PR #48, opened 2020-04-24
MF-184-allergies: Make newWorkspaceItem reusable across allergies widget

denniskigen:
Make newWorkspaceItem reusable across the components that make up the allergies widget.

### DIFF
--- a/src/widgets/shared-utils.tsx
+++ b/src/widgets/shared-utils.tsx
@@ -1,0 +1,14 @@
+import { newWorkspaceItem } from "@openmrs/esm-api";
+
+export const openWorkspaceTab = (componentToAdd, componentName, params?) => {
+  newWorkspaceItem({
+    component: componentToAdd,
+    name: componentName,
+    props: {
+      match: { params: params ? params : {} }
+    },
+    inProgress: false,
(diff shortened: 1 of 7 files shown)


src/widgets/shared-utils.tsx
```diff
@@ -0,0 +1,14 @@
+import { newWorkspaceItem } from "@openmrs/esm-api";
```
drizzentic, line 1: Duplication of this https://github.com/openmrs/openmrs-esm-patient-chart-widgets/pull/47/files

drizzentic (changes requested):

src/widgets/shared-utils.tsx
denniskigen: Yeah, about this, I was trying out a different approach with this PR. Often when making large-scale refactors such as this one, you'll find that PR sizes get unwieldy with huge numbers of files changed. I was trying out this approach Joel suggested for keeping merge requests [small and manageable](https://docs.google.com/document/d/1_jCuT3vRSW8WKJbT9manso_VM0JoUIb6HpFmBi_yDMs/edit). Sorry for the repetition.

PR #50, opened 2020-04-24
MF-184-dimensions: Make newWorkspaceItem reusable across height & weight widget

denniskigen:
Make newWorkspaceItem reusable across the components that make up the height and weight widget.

──────────

About this exercise: Only lines holding the word "shared" are wanted; copy each one from the listing.

Solution to the exercise:
--- a/src/widgets/shared-utils.tsx
+++ b/src/widgets/shared-utils.tsx
src/widgets/shared-utils.tsx
src/widgets/shared-utils.tsx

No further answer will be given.